But we all “listen” while simultaneously thinking. That thinking is the absence of neutrality. Even if you stand before Mahavira, you will not be able to listen to him—because you will be thinking. Mahavira called a shravak one who, while listening, does not think—he only listens. You may be a hearer (shrota), but you are not a shravak. To know truth one must become a shravak: neutral, without partisanship, simply listening. While listening there is neither acceptance nor rejection. Acceptance brings a side; rejection brings a side. There is no acceptance, no rejection—just listening, just understanding.

If you cultivate this much capacity on the plane of thought, you will be amazed: the whole world will be freed of sectarianism and filled with religion. If there is neutrality on the plane of thought, then disputes end and dialogue begins. That is the difference between dispute (vivad) and dialogue (samvad). If you are not neutral, thought brings dispute; if you are neutral, thought brings dialogue.

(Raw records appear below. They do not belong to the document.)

Issue #12731, opened 2015-09-02
select multi: $render is called twice when model reference changes


tepez:
This is a followup on a previous [issue](https://github.com/angular/angular.js/issues/11329). I've just found this issue on my own directives and I think it'd be better fixed in angular as well.

The `$render` function of a multi-select element is called twice whenever the model value changes by reference.
See plnker: http://plnkr.co/edit/1npwJi5tCS7gGLafYfRp?p=preview

After a model changes, $render is called first from [ngModel](https://github.com/angular/angular.js/blob/4175860af1ea51ddc525a73f586506fa14f35816/src/ng/directive/ngModel.js#L840).
It will be be called again from the viewValue [watch](https://github.com/angular/angular.js/blob/master/src/ng/directive/select.js#L368) of the select directive.

This can be fixed by keeping the last rendered value instead of the last view value in select:

```
// https://github.com/angular/angular.js/blob/master/src/ng/directive/select.js#L368

var lastRendered;

ngModelCtrl.$render = function() {
  selectCtrl.writeValue(ngModelCtrl.$viewValue);
  if (attr.multiple) {
    lastRendered = shallowCopy(ngModelCtrl.$viewValue);
  }
};

...

if (attr.multiple) {

  ...
  // we have to do it on each watch since ngModel watches reference, but
  // we need to work of an array, so we need to see if anything was inserted/removed
  var lastViewRef = NaN;
  scope.$watch(function selectMultipleWatch() {
    if (lastViewRef === ngModelCtrl.$viewValue && !equals(lastRendered, ngModelCtrl.$viewValue)) {
      ngModelCtrl.$render();
    }
    lastViewRef = ngModelCtrl.$viewValue;
  });

}
```

To make the [spec](https://github.com/angular/angular.js/blob/master/test/ng/directive/selectSpec.js#L926) cover this case. Just add an additional $digest after every $apply (before checking the number of $render calls).

petebacondarwin:
This is a performance issue rather than a consistency issue, right?

petebacondarwin:
Really we should be fixing this at the ngModel level, which at the moment doesn't handle "complex" model values very well.

tepez:
Yes, it's a performance and not a consistency issue.

PR #14894, opened 2016-07-11
fix(ngOptions): remove selected attribute from unselected options

### LINKED ISSUE #14419: "Selected" attributes for <select> options elements not being updated properly
**Request Type:** bug

**Current Behavior:**
When a select element is created with both ng-options and ng-model attributes to track the selected option, the "selected" element property is added to the selected attribute (per this issue: #8366). However, when a different option is selected, the "selected" attribute is not removed, resulting in all of the options containing a selected="selected" attribute (if all options have been selected). This is important due to accessibility guidelines stipulate the use of the selected attribute on options to indicate what option has been selected. [Aria Guidelines] (http://www.w3.org/TR/WCAG20-TECHS/H91).

**Reproduce?**
Any select box that has a ng-model tracking the value within an ng-options attribute for a select element. This is a modification of the Angular docs example for ng-options that illustrates nicely the select attribute not being added and removed properly: https://plnkr.co/edit/PjbWbo

**Expected behavior?**
Only one selected="selected" attributes should be present within the options of a select element. When a selection is changed the attribute should be removed and added to the newly selected option.

As per mentioned above, having one option with a selected attribute allows for proper accessibility functionality.

**Versions**
This was tested in Angular 1.4.1 and 1.5.3 in Chrome 49, Canary 52, Safari 9 and Firefox 42

I found this was addressed in commits 79538af and 3d393dc

### LINKED ISSUE #14892: Select ng-options is dont reset with '<input type="reset"> '

Bug

When I have a select with ng-options with an array with objects, the behavior is weird when I reset the form by clicking in a  `<input type="reset" value="clear">`

The problem occurs because when you select an option angular put a attribute `selected="selected"` on the option and never clears the attribute in the others options.

Chosse different options in the select and then press the reset button.

You can watch the error here: https://plnkr.co/edit/Epq5fVrS0I6p2csrntli?p=preview

select-dom

The standard reset form button works properly

The standard reset form button doesn't works properly when ng-options is used with a array with objects.

1.5.5, 1.5.7

The partial solution of this issue is commenting the line of the angular.js 1.5.5

28012  `// option.element.setAttribute('selected', 'selected')`;

Narretz:
bug fix

See #14892 nad #14419

No

**Other information**:

When the select model changes, we add the "selected" attribute to the selected option, so that
screen readers know which option is selected.

Previously, we failed to remove the attribute when the model changed to match a different option, or
the unknown / empty option.

When using "track by", the behavior would also show when a user selected an option, and then the
model was changed, because track by watches the tracked expression, and calls the $render function
on change.

This fix reads the current select value, finds the matching option and removes the "selected"
attribute.

Fixes #14892
Fixes #14419
Related #12731

### DIFF
--- a/src/ng/directive/ngOptions.js
+++ b/src/ng/directive/ngOptions.js
@@ -448,9 +448,10 @@ var ngOptionsDirective = ['$compile', '$document', '$parse', function($compile, 
       var removeEmptyOption = function() {
         if (!providedEmptyOption) {
           emptyOption.remove();
+        } else {
+          emptyOption.removeAttr('selected');
         }
       };
-
 
       var renderUnknownOption = function() {
         selectElement.prepend(unknownOption);
@@ -467,7 +468,12 @@ var ngOptionsDirective = ['$compile', '$document', '$parse', function($compile, 
       if (!multiple) {
 
         selectCtrl.writeValue = function writeNgOptionsValue(value) {
+          var selectedOption = options.selectValueMap[selectElement.val()];
           var option = options.getOptionFromViewValue(value);
+
+          // Make sure to remove the selected attribute from the previously selected option
+          // Otherwise, screen readers might get confused
+          if (selectedOption) selectedOption.element.removeAttribute('selected');
 
           if (option) {
             // Don't update the option when it is already selected.
@@ -509,6 +515,7 @@ var ngOptionsDirective = ['$compile', '$document', '$parse', function($compile, 
 
         // If we are using `track by` then we must watch the tracked value on the model
         // since ngModel only watches for object identity change
+        // FIXME: When a user selects an option, this watch will fire needlessly
         if (ngOptions.trackBy) {
           scope.$watch(
             function() { return ngOptions.getTrackByValue(ngModelCtrl.$viewValue); },
--- a/test/ng/directive/ngOptionsSpec.js
+++ b/test/ng/directive/ngOptionsSpec.js
@@ -120,6 +120,47 @@ describe('ngOptions', function() {
             return { pass: errors.length === 0, message: message };
           }
         };
+      },
+      toBeMarkedAsSelected: function() {
+        // Selected is special because the element property and attribute reflect each other's state.
+        // IE9 will wrongly report hasAttribute('selected') === true when the property is
+        // undefined or null, and the dev tools show that no attribute is set
+        return {
+          compare: function(actual) {
+            var errors = [];
+            if (actual.selected === null || typeof actual.selected === 'undefined' || actual.selected === false) {
+              errors.push('Expected option property "selected" to be truthy');
+            }
+
+            if (msie !== 9 && actual.hasAttribute('selected') === false) {
+              errors.push('Expected option to have attribute "selected"');
+            }
+
+            var result = {
+              pass: errors.length === 0,
+              message: errors.join('\n')
+            };
+
+            return result;
+          },
+          negativeCompare: function(actual) {
+            var errors = [];
+            if (actual.selected) {
+              errors.push('Expected option property "selected" to be falsy');
+            }
+
+            if (msie !== 9 && actual.hasAttribute('selected')) {
+              errors.push('Expected option not to have attribute "selected"');
+            }
+
+            var result = {
+              pass: errors.length === 0,
+              message: errors.join('\n')
+            };
+
+            return result;
+          }
+        };
       }
     });
   });
@@ -743,6 +784,41 @@ describe('ngOptions', function() {
     expect(options.eq(3)).toEqualOption('c');
   });
 
+
+  it('should remove the "selected" attribute from the previous option when the model changes', function() {
+    scope.values = [{id: 10, label: 'ten'}, {id:20, label: 'twenty'}];
+
+    createSelect({
+      'ng-model': 'selected',
+      'ng-options': 'item.label for item in values'
+    }, true);
+
+    var options = element.find('option');
+    expect(options[0]).toBeMarkedAsSelected();
+    expect(options[1]).not.toBeMarkedAsSelected();
+    expect(options[2]).not.toBeMarkedAsSelected();
+
+    scope.selected = scope.values[0];
+    scope.$digest();
+
+    expect(options[0]).not.toBeMarkedAsSelected();
+    expect(options[1]).toBeMarkedAsSelected();
+    expect(options[2]).not.toBeMarkedAsSelected();
+
+    scope.selected = scope.values[1];
+    scope.$digest();
+
+    expect(options[0]).not.toBeMarkedAsSelected();
+    expect(options[1]).not.toBeMarkedAsSelected();
+    expect(options[2]).toBeMarkedAsSelected();
+
+    scope.selected = 'no match';
+    scope.$digest();
+
+    expect(options[0]).toBeMarkedAsSelected();
+    expect(options[1]).not.toBeMarkedAsSelected();
+    expect(options[2]).not.toBeMarkedAsSelected();
+  });
 
   describe('disableWhen expression', function() {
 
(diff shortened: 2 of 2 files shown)


test/ng/directive/ngOptionsSpec.js
```diff
@@ -743,6 +743,37 @@ describe('ngOptions', function() {
...
 
+  it('should remove the "selected" attribute from the previous option when the model changes', function() {
+    scope.values = [{id: 10, label: 'ten'}, {id:20, label: 'twenty'}];
+
+    createSelect({
+      'ng-model': 'selected',
+      'ng-options': 'item.label for item in values'
+    }, true);
+
+    var resetButton = angular.element('<input type="reset" />');
```
gkalpak: Isn't the reset button irrelevant. If so, I would avoid complicating the testcase.

test/ng/directive/ngOptionsSpec.js
```diff
@@ -743,6 +743,37 @@ describe('ngOptions', function() {
...
+    formElement.append(resetButton);
+
+    scope.selected = scope.values[0];
+    scope.$digest();
+
+    var options = element.find('option');
+    expect(options[1].getAttribute('selected')).toBe('selected');
```
gkalpak: I would feel more comfortable, if you checked all options for the `selected` attribute (here and below).

test/ng/directive/ngOptionsSpec.js
```diff
@@ -1395,6 +1426,28 @@ describe('ngOptions', function() {
         });
       }).not.toThrow();
     });
+
+    it('should remove the "selected" attribute when the model changes', function() {
```
gkalpak: _when the model changes_  -->  _when the view changes_ (?)

test/ng/directive/ngOptionsSpec.js
```diff
@@ -1395,6 +1426,28 @@ describe('ngOptions', function() {
...
+
+      var options = element.find('option');
+      browserTrigger(options[2], 'click');
+
+      expect(scope.selected).toEqual(scope.arr[1]);
+
+      scope.selected = {};
+      scope.$digest();
+
+      options[2].selected = false;
```
gkalpak: Why is this necessary?

Narretz: Sorry, left over from a test inside the test

test/ng/directive/ngOptionsSpec.js
Narretz: Technically, the problem appears when you update the model (which then updates the view)

test/ng/directive/ngOptionsSpec.js
```diff
@@ -743,6 +743,37 @@ describe('ngOptions', function() {
     expect(options.eq(3)).toEqualOption('c');
   });
 
+  it('should remove the "selected" attribute from the previous option when the model changes', function() {
+    scope.values = [{id: 10, label: 'ten'}, {id:20, label: 'twenty'}];
+
+    createSelect({
+      'ng-model': 'selected',
+      'ng-options': 'item.label for item in values'
```
fovotz: I think is missing the "track by id", sorry if I wrong

Narretz: There's a different test for track by

test/ng/directive/ngOptionsSpec.js
Narretz: Good catch, because "selected" isn't removed from the empty option

gkalpak: It's based on personal experience. I tried a fix for this myself and I missed the empty option the first time :smile:

Narretz: Ah, sorry I should have assigned myself at the beginning, so we didn't have to duplicate work

gkalpak: I can't blame, since I did the same :stuck_out_tongue:

Narretz:
Sorry for the potential ton of update emails you got, @gkalpak But now it's ready for another review

test/ng/directive/ngOptionsSpec.js
```diff
@@ -744,6 +778,42 @@ describe('ngOptions', function() {
...
+    scope.$digest();
+
+    expect(options[0]).not.toBeMarkedAsSelected();
+    expect(options[1]).not.toBeMarkedAsSelected();
+    expect(options[2]).toBeMarkedAsSelected();
+
+    scope.selected = 'no match';
+    scope.$digest();
+
+    expect(options[0].selected).toBe(true);
```
gkalpak: Is this necessary? Isn't `.toBeMarkedAsSelected()` enough?

src/ng/directive/ngOptions.js
```diff
@@ -467,9 +467,15 @@ var ngOptionsDirective = ['$compile', '$document', '$parse', function($compile,
...
         selectCtrl.writeValue = function writeNgOptionsValue(value) {
+          var selectedOption = options.selectValueMap[selectElement.val()];
           var option = options.getOptionFromViewValue(value);
 
+          // Make sure to remove the selected attribute from the previously selected option
+          // Otherwise, screen readers might get confused
+          if (selectedOption) selectedOption.element.removeAttribute('selected');
+
           if (option) {
+            if (providedEmptyOption) emptyOption.removeAttr('selected');
```
gkalpak: I think ti would be safer to move this inside the `removeEmptyOption()` function, s we don't have to manually call it every time.

For example, there is currently a call for `removeEmptyOption()` inside `selectCtrl.readValue()`. Do we need to also remove the `selected` attribute? Probably not, but who knows :stuck_out_tongue:

gkalpak:
A couple of minor comments/questions. Otherwise LGTM :+1:

src/ng/directive/ngOptions.js
Narretz: I guess not, because I think when the empty option is removed and then re-added, we need it to be selected. But moving it into the fn it saves precious CPU cycle!

Narretz: I removed this line completely and all the tests pass ... not good

src/ng/directive/ngOptions.js
```diff
@@ -446,12 +446,12 @@ var ngOptionsDirective = ['$compile', '$document', '$parse', function($compile,
       };
 
       var removeEmptyOption = function() {
+        emptyOption.removeAttr('selected');
```
gkalpak: Minor (as it isn't expected to happen often in an app's lifecycle), but this could be moved to an `else` branch (since we only care about the attribute if we aren't removing the element).

test/ng/directive/ngOptionsSpec.js
```diff
@@ -120,6 +120,55 @@ describe('ngOptions', function() {
...
+            var errors = [];
+            if (actual.selected === null || typeof actual.selected === 'undefined' || actual.selected === false) {
+              errors.push('Expected option property "selected" to be truthy');
+            }
+
+            if (msie !== 9 && actual.hasAttribute('selected') === false) {
+              errors.push('Expected option to have attribute "selected"');
+            }
+
+            var message = function() {
```
gkalpak: This function doesn't seem necessary. (You can just `message: errors.join('\n')`.)

gkalpak:
Do the tests fail now without the `emptyOption.removeAttr('selected')` line?

Narretz:
Yep, the tests fail now, when I remove the remoeAttr code. Thanks for the review!

dustin-page:
Thanks for working on this. However, I noticed it is still an issue in AngularJS 1.5.11. When I use ngOptions with track by the selected attributes for the unselected options are not removed.

ng-options-multiple-selected-attributes

Here is a link to Plnkr example:
http://plnkr.co/edit/tpl:fdTouZ7cjNtUDbeZTYnY?p=preview

gkalpak:
It happens on latest master too. @dustin-page can you please open a new issue. This has probably something to do with how you use `track by`.

dromerop:
using 1.6.8 and got same error when using track by: changing the selected element adds the selected attribute to the current item but doesn't remove it from the old one.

This morning I narrated an incident. Jung, the psychologist, was studying some madmen. Two such patients—well-educated, college teachers—were lodged in his home for observation. One morning he saw them seated in their room, deeply engaged in discussion. Jung listened from the window. He was astonished: they were speaking of things that had no relation to each other! One spoke of something, the other of something entirely different—no connection at all. That much was understandable—they were mad. But he noticed another strange thing: when one spoke, the other kept quiet. He listened silently; when the first stopped, then the second began—but still with no connection to what had been said.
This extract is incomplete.